**The task**
Would you restate word for word the lines of the listing, beginning at the first and ending with the line that holds "CPython Runtime State"?

**Dataset**
━━━━━━━━━━━━━━━━━━━━━━━━━━━━━━
PR #2807, opened 2022-09-30
PEP 684: Updates for Round 2 of Discussions

ericsnowcurrently:
I'll be updating this branch in response to discussion on https://discuss.python.org/t/pep-684-a-per-interpreter-gil/19583.

Significant changes:

* settled on keeping the allocators global but requiring that they *all* be thread-safe
* the state of the existing "small block" will be moved to `PyInterpreterState`
* dropped references to mimalloc
* simplified the C-API changes
* clarified the situation with incompatible extension modules
* proposed that extensions always opt in to per-interpreter GIL support with a new `PyModuleDef` slot (at least until we have enough evidence that multi-phase init is sufficient)
* expanded "How to Teach This"

### DIFF
--- a/pep-0684.rst
+++ b/pep-0684.rst
@@ -224,8 +224,8 @@ following changes, in the order they must happen:
 3. finally, move the GIL down into ``PyInterpreterState``
 4. everything else
 
-   * add to the public C-API
-   * implement restrictions in ``ExtensionFileLoader``
+   * update the C-API
+   * implement extension module restrictions
    * work with popular extension maintainers to help
      with multi-interpreter support
 
--- a/pep-0684.rst
+++ b/pep-0684.rst
@@ -50,11 +50,11 @@ CPython Runtime State
 
 Properly isolating interpreters requires that most of CPython's
 runtime state be stored in the ``PyInterpreterState`` struct.  Currently,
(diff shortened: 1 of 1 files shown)


pep-0684.rst
```diff
@@ -516,24 +524,33 @@ there is no change in behavior under multiple interpreters created
...
+Such modules will have to start wrapping any direct or indirect use
+of that state in a lock.
+
 Now we get to the break in compatibility mentioned above.  Some
 extensions are safe under multiple interpreters, even though they
 haven't indicated that.  Unfortunately, there is no reliable way for
 the import system to infer that such an extension is safe, so
 importing them will still fail.  This case is addressed in
-`Extension Module Compatibility`_ below.
+`Extension Module Compatibility`_ above.
```
CAM-Gerlach, line 553: BTW, being lazy and forgetful, I usually try to avoid having to update these references if I re-arrange sections by omitting a direction, and just stating e.g. "This case is address in :ref:`XXX`" or "the :ref:`XXX` section", since users can just click the link that points directly to the section in question. Also, I think I mentioned it before so I won't repeat that part, but another benefit of `:ref:` is it will automatically insert the section name and update in case you change its name, rather than having to hardcode it and manually update it everywhere.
━━━━━━━━━━━━━━━━━━━━━━━━━━━━━━
**Answer section**
PR #2807, opened 2022-09-30
PEP 684: Updates for Round 2 of Discussions

ericsnowcurrently:
I'll be updating this branch in response to discussion on https://discuss.python.org/t/pep-684-a-per-interpreter-gil/19583.

Significant changes:

* settled on keeping the allocators global but requiring that they *all* be thread-safe
* the state of the existing "small block" will be moved to `PyInterpreterState`
* dropped references to mimalloc
* simplified the C-API changes
* clarified the situation with incompatible extension modules
* proposed that extensions always opt in to per-interpreter GIL support with a new `PyModuleDef` slot (at least until we have enough evidence that multi-phase init is sufficient)
* expanded "How to Teach This"

### DIFF
--- a/pep-0684.rst
+++ b/pep-0684.rst
@@ -224,8 +224,8 @@ following changes, in the order they must happen:
 3. finally, move the GIL down into ``PyInterpreterState``
 4. everything else
 
-   * add to the public C-API
-   * implement restrictions in ``ExtensionFileLoader``
+   * update the C-API
+   * implement extension module restrictions
    * work with popular extension maintainers to help
      with multi-interpreter support
 
--- a/pep-0684.rst
+++ b/pep-0684.rst
@@ -50,11 +50,11 @@ CPython Runtime State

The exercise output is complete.